> **Provided entries**:
Segment Open
PR #3747, opened 2026-08-10
test(models): retry inconclusive Mantle routing probes

yonib05:
## Description

The Mantle routing drift tests can fail on transient model outages even after request-level retries, blocking unrelated PRs. Use each SDK's standard integration retry policy for one additional sweep while preserving misrouted and unserved failures; the live catalog sweep also replaces the redundant hard-coded regression model cases.

## Related Issues

Follow-up to #3691. Observed in #3677.

## Documentation PR

Not required; this is a test-only reliability fix.

## Type of Change

Bug fix

## Testing

- `ruff format --check`, `ruff check`, and `python3 -m py_compile` for the Python Mantle integration test
- TypeScript build, lint, formatting, type-check, browser bundle, and 3,997 unit tests
- The full pre-push command was blocked by local infrastructure: Rust 1.92 cannot build the current `litellm` dependency, and the configured CodeArtifact registry returns 404 for `npm audit`

## Checklist

----

### DIFF
--- a/strands-py/tests_integ/models/test_mantle_routing.py
+++ b/strands-py/tests_integ/models/test_mantle_routing.py
@@ -3,10 +3,11 @@
 Mantle serves each model from exactly one base path (``/v1`` or ``/openai/v1``), rejects
 the other with HTTP 400, and exposes no API that reports the routing, so
 :data:`strands.models._openai_bedrock._OPENAI_PATH_MODEL_PREFIXES` goes stale whenever Mantle
-onboards a model. For every model in the live catalog, this test probes the resolved path
-first and the alternate on failure. A 200 from the resolved path or a definitive rejection
-from the alternate confirms the mapping; other outcomes are retried and fail as
-undetermined when neither path supplies definitive routing evidence.
+onboards a model. For every model in the live catalog, this test asserts that the
+resolved path serves it, probing the other path only on failure to distinguish misrouted
+from unserved ids. Only HTTP 200 and 400 count as answers; any other status is retried
+and, if it persists, fails the test as undetermined. The integration-test retry policy
+gives transient external-service failures one more sweep before they hold the gate.
 
 Failure means the table needs updating, not that the SDK is broken for existing models.
 """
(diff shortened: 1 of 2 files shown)


strands-py/tests_integ/models/test_mantle_routing.py
```diff
@@ -155,6 +155,10 @@ def check(model_id: str) -> tuple[str, str, str]:
         on_other = _serves(other, model_id, _mint_token())
         if on_other:
             return model_id, "misrouted", resolved
+        # A definitive rejection from the alternate path confirms the routing table even
+        # when model invocation on the resolved path is transiently unavailable.
+        if on_resolved is None and on_other is False:
```
mkmeral: why don't we add retries? I'm not a fan of this approach. 

> Having an error in different API endpoint confirms the API endpoint we didn't actually call is successful? 

I don't want to depend on it, we can add retries? and we don't have to integ test all the model ids explicitly

yonib05: Fair, but the point of this test is to notify us early of missing routings since this could sit silent for a while as it did.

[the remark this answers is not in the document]
yonib05: Addressed. The alternate-path inference is removed, so an inconclusive resolved probe can no longer hide an unserved model. Only a definitive rejection from both paths produces the unserved verdict; inconclusive models receive one targeted full routing retry before the sweep fails.

yonib05: Addressed. Both SDK sweeps now retry only model ids whose complete resolved/alternate probe remains undetermined, and the redundant hard-coded model-specific integration cases are removed.

yonib05: Follow-up: I replaced the custom targeted loop with the repository conventions. Python now uses `retry_on_flaky` for only the undetermined-routing assertion, and TypeScript relies on the existing Vitest integration-project retry policy. The hard-coded model cases remain removed.

JackYPCOnline (approved):

PR #3772, opened 2026-08-12
fix(models/bedrock): redact blocked content when guardrail trace is disabled

### LINKED ISSUE #3612: [BUG] guardrailConfig.trace: 'disabled' silently disables all guardrail redaction — blocked content stays in conversation history
### Checks

### SDK Language

TypeScript

### Strands Version

monorepo `main` @ `c0776c008be7d16367f7d5cca792a635fa0b92b1`

### Language Runtime Version

Node.js v24.14.0

### Operating System

Amazon Linux 2023.12.20260710 (Linux 6.1.161-18.298.amzn2023.aarch64)

### Installation Method

git clone

### Steps to Reproduce

Setting `guardrailConfig.trace: 'disabled'` silently disables **all** guardrail redaction, so content a Bedrock guardrail blocked stays in `agent.messages` (and in whatever a `SessionManager` persists). `stopReason` is still `guardrailIntervened`, so the interception itself works — only the redaction is lost.

The whole redaction path is gated on the *response* carrying a `trace` field:

```ts
// strands-ts/src/models/bedrock.ts:1377-1383  (non-streaming)
if (event.trace) {
  metadataEvent.trace = event.trace
  if (this._config.guardrailConfig && event.trace.guardrail && stopReasonRaw === 'guardrail_intervened') {
    for (const redactionEvent of this._generateRedactionEvents(event.trace.guardrail)) { events.push(redactionEvent) }
  }
}

// strands-ts/src/models/bedrock.ts:1564-1570  (streaming) — same shape, `data.trace`
```

With `trace: 'disabled'` Bedrock returns no trace, so `if (event.trace)` / `if (data.trace)` is false, `_generateRedactionEvents` is never reached, no `modelRedactionEvent` is emitted, `result.redaction` is never set at `models/model.ts:517-519`, and `Agent._redactLastMessage` (`agent/agent.ts:1988-1989`) is never called.

`trace` is a documented, public config field (`bedrock.ts:189`: `trace?: 'enabled' | 'disabled' | 'enabled_full'`) and the SDK defaults the request to `'enabled'` (`bedrock.ts:764`), so this only bites users who explicitly opt out of trace — plausibly to reduce log volume or avoid sending assessment detail, with no reason to expect it turns off redaction too.

**Repro** — real `Agent` + real `BedrockModel` with only the HTTP transport (`_client.send`) stubbed, so `_mapStreamedBedrockEventToSDKEvent`, `_generateRedactionEvents`, `Model.streamAggregated` and `Agent._redactLastMessage` all execute for real. No AWS credentials needed. Both cases send the same blocked prompt and receive `stopReason: 'guardrail_intervened'`; the only difference is whether the response carries a guardrail trace.

```
================ A. trace: 'enabled'  (control) ================
request.guardrailConfig = {"guardrailIdentifier":"gr-1","guardrailVersion":"1","trace":"enabled"}
response.stopReason    = guardrailIntervened

--- agent.messages after the intervention (2 messages) ---
[0] role=user
      (0) textBlock text="[User input redacted.]"
[1] role=assistant
      (0) textBlock text="Sorry, I can't help with that."

blocked content still in history? no
redaction applied?                YES

================ B. trace: 'disabled' (the bug) ================
request.guardrailConfig = {"guardrailIdentifier":"gr-1","guardrailVersion":"1","trace":"disabled"}
response.stopReason    = guardrailIntervened

--- agent.messages after the intervention (2 messages) ---
[0] role=user
      (0) textBlock text="my SSN is 123-45-6789 BLOCKED_MARKER_7c1e"
[1] role=assistant
      (0) textBlock text="Sorry, I can't help with that."

blocked content still in history? YES
  -> messages[0].content[0] (textBlock, role=user)
redaction applied?                NO
```

The repro script is not committed anywhere; happy to attach it or open a PR with it as a unit test if that's useful.

### Expected Behavior

When a Bedrock guardrail blocks and `redaction.input` is enabled (the default), the blocked user content should be redacted from conversation history regardless of the `guardrailConfig.trace` setting. Trace controls *diagnostic reporting*; it shouldn't silently change the safety behavior.

If redaction genuinely cannot work without a trace, then either (a) `trace: 'disabled'` combined with redaction enabled should warn loudly at construction time, or (b) the `trace` doc comment at `bedrock.ts:189` and the guardrails user guide should state the dependency explicitly.

### Actual Behavior

Nothing is redacted. `stopReason` is `guardrailIntervened`, the model's reply is the guardrail's canned refusal, and the blocked content remains verbatim in `agent.messages` — and therefore in session storage and in every subsequent request's history. There is no warning or log line indicating redaction was skipped; the only hint is the absence of the `redacting input due to guardrail` debug log at `bedrock.ts:1752`.

### Additional Context

**Not a regression** — verified this reproduces identically on `main` (`c0776c008`) and on the branch of #3608, since neither touches the `if (event.trace)` / `if (data.trace)` guards. Found while reviewing #3608 and split out here rather than commented inline, because it's independent of that PR.

Same gate exists on both the streaming (`:1564`) and non-streaming (`:1377`) paths, so `streamProcessingMode` makes no difference.

One consequence worth calling out: because the blocked content is never removed, it is resent on every following turn, so a guardrail that blocks deterministically will keep blocking — the conversation is stuck. That is precisely the failure mode the guardrails user guide says redaction exists to prevent (`site/src/content/docs/user-guide/safety-security/guardrails.mdx`: *"This is done so that follow-up questions are not also blocked by the same questions"*).

### Possible Solution

Hoist the guardrail check out of the `trace` guard so it's driven by the stop reason rather than by trace reporting, e.g. at both `:1377` and `:1564`:

```ts
if (event.trace) {
  metadataEvent.trace = event.trace
}

if (this._config.guardrailConfig && stopReasonRaw === 'guardrail_intervened') {
  for (const redactionEvent of this._generateRedactionEvents(event.trace?.guardrail ?? {})) {
    events.push(redactionEvent)
  }
}
```

That needs `_generateRedactionEvents` to cope with an empty/absent assessment. Note this interacts with the design question in #3608, which is moving that function toward keying off assessment content — worth settling the two together so `trace: 'disabled'` doesn't end up fail-open by a different route. A test would fit in `strands-ts/src/models/__tests__/bedrock.test.ts` under `describe('redaction event generation')`.

The Python SDK has the same structural dependency (`strands-py/src/strands/models/bedrock.py:1038-1042` guards on `"trace" in response`), so a fix should probably be mirrored — `sdk-parity`.

### Related Issues

Found while reviewing #3608. Related but distinct: #2119 (redaction not persisted to `AgentCoreMemorySessionManager`), #1077 / #1080 (tool-result redaction breaking `toolUse`/`toolResult` pairing).

Unshure:
### Human written description

This change adds a fallback behavior to guardrail handling in the bedrock model provider. Originally, the model provider required checking the trace data to see if a guardrail fired. Now, we check the trace data, and fall back to checking the stop reason `guardrail_intervened` to see if a guardrail triggered.

Im not sure what the historic reason was to check guardrail trace instead of stop reason, but with this new change, all previous integ tests pass and the xfail python test also passes.

We could consider removing the trace check, and instead relying only on the stop reason. But again, since im not sure of the historic reason of checking trace instead of stop reason, im hesitant to remove it. If someone can give some background, I would be happy to update the implementation.

### Agent written description
The change is applied to **both** SDKs to keep them at parity (a hard repo rule):

- **`strands-ts`** — the SDK the issue was filed against. Both the streaming and
  non-streaming paths now check the stop reason and use `trace?.guardrail ?? {}`.
- **`strands-py`** — the parity change. A `_should_redact_guardrail_content(guardrail_data,
  stop_reason)` helper detects a block from either a blocked trace assessment
  (existing behavior) or a `guardrail_intervened` stop reason, wired into both
  `_stream` branches. A `redaction_emitted` guard ensures redaction fires at most
  once per stream.

## Related Issues

Fixes #3612

## Type of Change

Bug fix

## Testing

- **TypeScript**: added streaming + non-streaming regression tests asserting a
  `modelRedactionEvent` is emitted when `guardrail_intervened` is reported with no
  trace. Full unit suite (193 node tests) passes; `type-check`, `build`, `lint`,
  and `format:check` all clean.
- **Python**: added streaming + non-streaming regression unit tests for the
  no-trace case, and **un-xfailed** the `test_guardrail_input_intervention`
  integ case for `guardrail_trace="disabled"`, which now passes. Full unit suite
  (202 tests) passes; linter clean.

Note: the un-xfailed integ test requires real AWS Bedrock credentials and the
`test-guardrail-block-cactus` guardrail; it runs against pre-provisioned
resources in CI rather than locally.

## Checklist

----

### DIFF
--- a/strands-ts/src/models/bedrock.ts
+++ b/strands-ts/src/models/bedrock.ts
@@ -683,29 +683,39 @@ export class BedrockModel extends Model<BedrockModelConfig> {
         if (response.stream) {
           let lastStopReason: string | undefined
           let redactionEmitted = false
+          let sawGuardrailTrace = false
           for await (const chunk of response.stream) {
-            // Map Bedrock events to SDK events
             const result = this._mapStreamedBedrockEventToSDKEvent(chunk, lastStopReason)
             lastStopReason = result.stopReason
-            // Redaction keys off the stop reason (see _generateRedactionEvents), but the guardrail
-            // trace only arrives with the metadata event. Emit exactly once, on the first metadata
-            // event that follows a guardrail_intervened stop reason.
-            if (
-              !redactionEmitted &&
-              result.guardrailData &&
-              lastStopReason === 'guardrail_intervened' &&
-              this._config.guardrailConfig
-            ) {
-              redactionEmitted = true
-              yield* this._generateRedactionEvents(result.guardrailData)
+            // The guardrail trace arrives with the metadata event and is authoritative for
+            // BLOCKED vs ANONYMIZED (masking) — Bedrock reports guardrail_intervened for both
+            // but only BLOCKED content warrants SDK redaction. Wait for the metadata chunk to
+            // decide, and fall back to the stop reason only when no trace was carried.
+            if (!redactionEmitted && this._config.guardrailConfig && 'metadata' in chunk) {
+              const guardrailData = chunk.metadata?.trace?.guardrail
+              if (guardrailData !== undefined) {
+                sawGuardrailTrace = true
+                if (this._hasBlockedGuardrailPolicy(guardrailData)) {
+                  redactionEmitted = true
+                  yield* this._generateRedactionEvents(guardrailData)
+                }
+              } else if (lastStopReason === 'guardrail_intervened') {
+                redactionEmitted = true
+                yield* this._generateRedactionEvents({})
+              }
             }
             for (const event of result.events) {
               yield event
             }
           }
 
-          // Guardrail intervened but no metadata event carried a trace: still redact.
-          if (!redactionEmitted && lastStopReason === 'guardrail_intervened' && this._config.guardrailConfig) {
+          // Safety net: guardrail_intervened but no metadata event ever arrived.
+          if (
+            !redactionEmitted &&
+            !sawGuardrailTrace &&
+            lastStopReason === 'guardrail_intervened' &&
+            this._config.guardrailConfig
+          ) {
             yield* this._generateRedactionEvents({})
           }
         }
@@ -1610,11 +1620,16 @@ export class BedrockModel extends Model<BedrockModelConfig> {
       metadataEvent.trace = event.trace
     }
 
-    // Redaction keys off the stop reason, not the trace: `trace: 'disabled'` still reports
-    // `guardrail_intervened` but carries no assessment, and blocked content must still be redacted.
+    // Bedrock reports guardrail_intervened for both BLOCKED and ANONYMIZED (masking). When the
+    // trace is carried it is authoritative — only BLOCKED policies warrant redaction. When it
+    // isn't (typically guardrailConfig.trace='disabled'), fall back to the stop reason.
     if (this._config.guardrailConfig && stopReasonRaw === 'guardrail_intervened') {
-      for (const redactionEvent of this._generateRedactionEvents(event.trace?.guardrail ?? {})) {
-        events.push(redactionEvent)
+      const guardrail = event.trace?.guardrail
+      const shouldRedact = guardrail !== undefined ? this._hasBlockedGuardrailPolicy(guardrail) : true
+      if (shouldRedact) {
+        for (const redactionEvent of this._generateRedactionEvents(guardrail ?? {})) {
+          events.push(redactionEvent)
+        }
       }
     }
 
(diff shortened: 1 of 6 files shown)


strands-ts/src/models/bedrock.ts
```diff
@@ -1686,12 +1687,13 @@ export class BedrockModel extends Model<BedrockModelConfig> {
...
+        }
 
-          // Check for blocked guardrails in trace and emit redaction events
-          if (this._config.guardrailConfig && data.trace.guardrail && lastStopReason === 'guardrail_intervened') {
-            for (const redactionEvent of this._generateRedactionEvents(data.trace.guardrail)) {
-              events.push(redactionEvent)
-            }
+        // Redaction keys off the stop reason, not the trace: `trace: 'disabled'` still reports
+        // `guardrail_intervened` but carries no assessment, and blocked content must still be redacted.
+        if (this._config.guardrailConfig && lastStopReason === 'guardrail_intervened') {
```
gautamsirdeshmukh: Could we move this redaction handling into `stream()` so it is emitted exactly once? We could mark redaction as pending when `messageStop` reports `guardrail_intervened`, then `yield` the redaction events using the first metadata trace (or after the stream loop with {} if metadata never arrives)

As written, it looks like missing metadata would skip redaction and repeated metadata emits duplicates

gautamsirdeshmukh (approved):

PR #3783, opened 2026-08-12
ci(anthropic): re-enable anthropic integration tests

opieter-aws:
## Description

The Python Anthropic integration tests have been disabled for over a year. This restores the tests to the standard API-key gate every other cloud provider uses (`providers.anthropic.mark`), so they skip locally without a key and run in CI where the key is provisioned.

While the suite was disabled, three tests rotted: two pinned `claude-sonnet-4-20250514`, which the API now 404s, and `TestCountTokens` never actually hit the native count-tokens path because its fixture omitted `use_native_token_count=True`. All model IDs now flow from a single `MODEL_ID` constant, and the context-overflow test's payload is sized to `claude-sonnet-4-6`'s larger context window.

Verified against a live `ANTHROPIC_API_KEY`: all 10 tests pass; with no key set, all 10 skip via the mark rather than a module-level skip.

## Related Issues

N/A

## Documentation PR

N/A

## Type of Change

CI

## Testing

## Checklist

----

### DIFF
--- a/strands-py/tests_integ/models/test_model_anthropic.py
+++ b/strands-py/tests_integ/models/test_model_anthropic.py
@@ -9,17 +9,12 @@ from strands.agent import NullConversationManager
 from strands.models.anthropic import AnthropicModel
 from strands.types.content import ContentBlock, Message
 from strands.types.exceptions import ContextWindowOverflowException
+from tests_integ.models import providers
 
-"""
-These tests only run if we have the anthropic api key
+# these tests only run if we have the anthropic api key
+pytestmark = providers.anthropic.mark
 
-Because of infrequent burst usage, Anthropic tests are unreliable, failing tests with 529s.
-{'type': 'error', 'error': {'details': None, 'type': 'overloaded_error', 'message': 'Overloaded'}}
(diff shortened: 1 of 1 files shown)


yonib05 (approved):

strands-py/tests_integ/models/test_model_anthropic.py
```diff
@@ -9,17 +9,12 @@
...
+pytestmark = providers.anthropic.mark
 
-Because of infrequent burst usage, Anthropic tests are unreliable, failing tests with 529s.
-{'type': 'error', 'error': {'details': None, 'type': 'overloaded_error', 'message': 'Overloaded'}}
-https://docs.anthropic.com/en/api/errors#http-errors
-"""
-pytestmark = pytest.skip(
-    "Because of infrequent burst usage, Anthropic tests are unreliable, failing with 529s", allow_module_level=True
-)
+MODEL_ID = "claude-sonnet-4-6"
```
lizradway, line 17: non blocking: should we update this as follow up?

opieter-aws: You mean to opus 4.8 or 5.0? Not opposed

PR #791, opened 2020-02-20
Added a ban reason for "!permaban"

Felanbird:
Added a generic ban reason for !permaban as it had no ban reason before which could cause confusion as it could be seen as the bot "randomly" banning if the !permaban usage was forgotten.

Also I included the level section in the ban reason only because the user does not receive the ban reason so it would not cause any confusion for them, just as a note for the mods.

image

Pull request checklist:

- [X] `CHANGELOG.md` was updated, if applicable

### DIFF
--- a/CHANGELOG.md
+++ b/CHANGELOG.md
@@ -2,6 +2,8 @@
 
 ## Unversioned
 
+- Minor: Added ban reason for "!permaban"
+
 ## v1.42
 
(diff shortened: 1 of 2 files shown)


Felanbird:
If a maintainer could fix my formatting that would be appreciated, windows own instance of python is blocking my permissions and preventing me from running the script 😤
(I believe)

PR #823, opened 2020-04-05
Fix founder badge logic

pajlada:
When a user has the founder badge, the "subscriber" tag is surprisingly
set to 0. We previously relied on the "subscriber" tag, but now instead
check whether the user has a subscriber or founder badge.

Pull request checklist:

### DIFF
--- a/pajbot/bot.py
+++ b/pajbot/bot.py
@@ -643,7 +643,7 @@ class Bot:
         emote_tag = tags["emotes"]
         msg_id = tags.get("id", None)  # None on whispers!
         badges_string = tags.get("badges", "")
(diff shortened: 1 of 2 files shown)


pajbot/bot.py
```diff
@@ -642,11 +642,14 @@ def parse_message(self, message, source, event, tags={}, whisper=False):
 
         emote_tag = tags["emotes"]
         msg_id = tags.get("id", None)  # None on whispers!
+        badges_string = tags.get("badges", "")
+        badges = dict((badge.split("/") for badge in filter(None, badges_string.split(","))))
```
RAnders00, line 646:
```suggestion
        badges = dict((badge.split("/") for badge in badges_string.split(",") if badge != ""))
```

Issue #763, opened 2020-01-19
Fix urlfetch censoring on the website for nested substitution cases


alazymeme:
Make it so that http/https isn't required. Currently the urlfetch parameter isn't masked because it doesn't contain http/https: https://pajlada.pajbot.com/commands/1057-shuffle
![image](https://user-images.githubusercontent.com/12804673/72679810-8d015380-3afe-11ea-81d8-24590130103b.png)

RAnders00:
The command actually contains `https://`:

`17:02 pajbot -> randers: id=1057, level=100, type=message, cost=0, cd_all=5, cd_user=15, mod_only=False, response=$(urlfetch https://shitty-customapis-si5z3vz69j2s.runkit.sh/random/shuffle?input=$(args:0|urlencode))`

The `$(args:0|urlencode)` does not match the urlfetch regex. I suspect it normally (in the bot) gets replaced before urlfetch matches are performed.

RAnders00:
I think this is more of a feature request rather than a bug. For this reason due to pajbot [being moved into maintenance mode](https://github.com/pajbot/pajbot/blob/master/README.md) I'm closing this.

alazymeme:
I disagree, this is a bug. It's an implemented feature that isn't working.

RAnders00:
Unless you‘re already working on a fix because this is arguably not a major breakage in any way I didnt find it to be worth to keep the open bug lingering around. I‘ll assign you and reopen

alazymeme:
This will be closed at some point anyway. Might as well close it now.

PR #825, opened 2020-04-05
Fix urlfetch masking

alazymeme:
Pull request checklist:

Fixes https://github.com/pajbot/pajbot/issues/763

### DIFF
--- a/CHANGELOG.md
+++ b/CHANGELOG.md
@@ -2,6 +2,8 @@
 
 ## Unversioned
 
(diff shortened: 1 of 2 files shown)


pajlada:
Not the way I want this to be fixed.

To clarify, the issue comes from the website not parsing out "inner arguments" in the urlfetch string, while the bot does. So any string that can occur in an "inner argument" (e.g. `$(args:0|urlencode)`) can ruin the urlfetch masking.

We could have a separate regex that is looser with its matching, and use that as the website masking regex

PR #830, opened 2020-04-13
Lowered runpnsl minimum level to 420

Felanbird:
I didn't update the changelog because python isn't my friend, if this is an issue I apologize and it will have to be added by a maintainer 😢 

Pull request checklist:

### DIFF
--- a/CHANGELOG.md
+++ b/CHANGELOG.md
@@ -2,7 +2,7 @@
 
 ## Unversioned
 
-- Minor: Lowered minimum level required for the `!runpnsl` command from 500 to 420.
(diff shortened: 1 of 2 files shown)


RAnders00:
one second please while i take a look too

CHANGELOG.md
```diff
@@ -2,6 +2,8 @@
 
 ## Unversioned
 
+- Minor: Lowered minimum level required for the `!runpnsl` command from 500 to 420.
```
RAnders00, line 5:
```suggestion
- Minor: You can now allow users with level 420 to use the `!runpnsl` command (could only be set as low as 500 before). Default level requirement remains at 750. (#830)
```

PR #836, opened 2020-04-19
Emote Limit Module

### LINKED ISSUE #834: Add an emote spam filter
Timeout messages containing excessive amounts of emotes.
If max is set at 15 and the user sends 18 emotes in a message it times them out for a chosen amount of time. This would be able to check for both regular Twitch emotes and 3rd party emotes.

pajlada:
simple module that can limit number of emotes users can post in chat

image

Fixes #834 

Pull request checklist:

### DIFF
--- a/CHANGELOG.md
+++ b/CHANGELOG.md
@@ -2,6 +2,7 @@
 
 ## Unversioned
 
+- Minor: Added new module for simple emote spam moderation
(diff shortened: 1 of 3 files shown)


alazymeme:
Does this work for emojis also? Or is that apart of another module?

RAnders00:
@alazymeme this won't work for emojis.

PR #860, opened 2020-05-09
Fix login flow

pajlada:
The login flow didn't work because we made a "raw" api request that didn't contain any of the now-required headers.

This PR aims to fix this :slightly_smiling_face: 

Pull request checklist:

### DIFF
--- a/pajbot/apiwrappers/twitch/helix.py
+++ b/pajbot/apiwrappers/twitch/helix.py
@@ -233,3 +233,13 @@ class TwitchHelixAPI(BaseTwitchAPI):
             else None
             for user_data in bulk_user_data
         ]
+
+    def get_user_data_by_client_id_and_access_token(self, client_id, access_token):
+        response = self.get(
+            "/users", headers={"Authorization": "Bearer " + access_token, "Client-ID": client_id}, authorization={}
+        )
+
+        if len(response["data"]) <= 0:
+            return None
+
+        return response["data"][0]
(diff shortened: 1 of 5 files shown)


pajbot/web/__init__.py
```diff
@@ -60,6 +60,9 @@ def init(args):
     twitch_helix_api = TwitchHelixAPI(RedisManager.get(), app_token_manager)
     twitch_badges_api = TwitchBadgesAPI(RedisManager.get())
 
+    app.twitch_helix_api = twitch_helix_api
+    app.twitch_id_api = id_api
```
RAnders00, line 64: should rename the local variable to `twitch_id_api`

pajbot/apiwrappers/twitch/helix.py
```diff
@@ -233,3 +233,13 @@ def bulk_get_user_basics_by_login(self, logins):
             else None
             for user_data in bulk_user_data
         ]
+
+    def get_user_data_by_client_id_and_access_token(self, client_id, access_token):
```
RAnders00, line 237: method name should start with `fetch` instead of `get` since it never uses a cache of any sort, in line with how the rest of the methods in this api wrapper are named (e.g. `fetch_all_subscribers`)

pajbot/web/routes/base/login.py
```diff
@@ -104,25 +104,24 @@ def authorized():
...
 
         with DBManager.create_session_scope(expire_on_commit=False) as db_session:
             me = User.from_basics(
-                db_session,
-                UserBasics(
-                    me_api_response.data["data"][0]["id"],
-                    me_api_response.data["data"][0]["login"],
-                    me_api_response.data["data"][0]["display_name"],
-                ),
+                db_session, UserBasics(me_api_response["id"], me_api_response["login"], me_api_response["display_name"])
```
RAnders00, line 117: to avoid this, the helix API wrapper could get a method that returns UserBasics given some authorization

(but I would see it as optional)

Issue #450, opened 2019-08-11
API wrapper refactor: Try use streamer authorization for title/game updates


RAnders00:
- request the requisite scope in `streamer_login`
- on auth fail with the bot's authorization, retry with the streamer's.
- If both fail: `bot.say` error message like right now.

PR #861, opened 2020-05-09
Reworked login system

### LINKED ISSUE #816: flask-oauthlib has been deprecated
This causes issues with the recent release of werkzeug 1.0.0 that breaks this library.

[authlib](https://github.com/lepture/authlib) is what the developer is recommending everyone to migrate to.

RAnders00:
Login is now (imo) nicer and more maintainable

- Remove dependency on deprecated flask-oauthlib (Closes #816)
- added csrf validation to login process
- Makes login code compatible with upcoming changes to helix authentication
- Login error page now tells you what went wrong
- We don't store the twitch access token in the session cookie for no reason anymore
- We no longer request the scope to read the user's email by default, the app works just fine with an empty list of scopes.

Pull request checklist:

### DIFF
--- a/CHANGELOG.md
+++ b/CHANGELOG.md
@@ -11,6 +11,7 @@
 - Minor: Updated semantic-ui css and js dependencies
 - Minor: Login system is now protected against CSRF attacks (#861)
 - Minor: Updated code for login system to make it work with upcoming changes to the Twitch API. (#861)
+- Minor: Login process no longer asks users for the permission to read the email from their profile (we now only request public information). (#861)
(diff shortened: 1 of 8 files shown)


alazymeme:
Any chance you'd want to have a look at this as well? :D https://github.com/pajbot/pajbot/issues/450
Since it's something to do with the login that you're fixing.

RAnders00:
That's not really login related, and does not fit into this PR at all. We can do it afterwards, and it would be just as easy to do as before this PR.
Segment Closed
There is a line with "the parity change." and a line with "runs against pre-provisioned" above. Copy exactly those two lines and all lines between them, with nothing else.

- **`strands-py`** — the parity change. A `_should_redact_guardrail_content(guardrail_data,
  stop_reason)` helper detects a block from either a blocked trace assessment
  (existing behavior) or a `guardrail_intervened` stop reason, wired into both
  `_stream` branches. A `redaction_emitted` guard ensures redaction fires at most
  once per stream.

## Related Issues

Fixes #3612

## Type of Change

Bug fix

## Testing

- **TypeScript**: added streaming + non-streaming regression tests asserting a
  `modelRedactionEvent` is emitted when `guardrail_intervened` is reported with no
  trace. Full unit suite (193 node tests) passes; `type-check`, `build`, `lint`,
  and `format:check` all clean.
- **Python**: added streaming + non-streaming regression unit tests for the
  no-trace case, and **un-xfailed** the `test_guardrail_input_intervention`
  integ case for `guardrail_trace="disabled"`, which now passes. Full unit suite
  (202 tests) passes; linter clean.

Note: the un-xfailed integ test requires real AWS Bedrock credentials and the
`test-guardrail-block-cactus` guardrail; it runs against pre-provisioned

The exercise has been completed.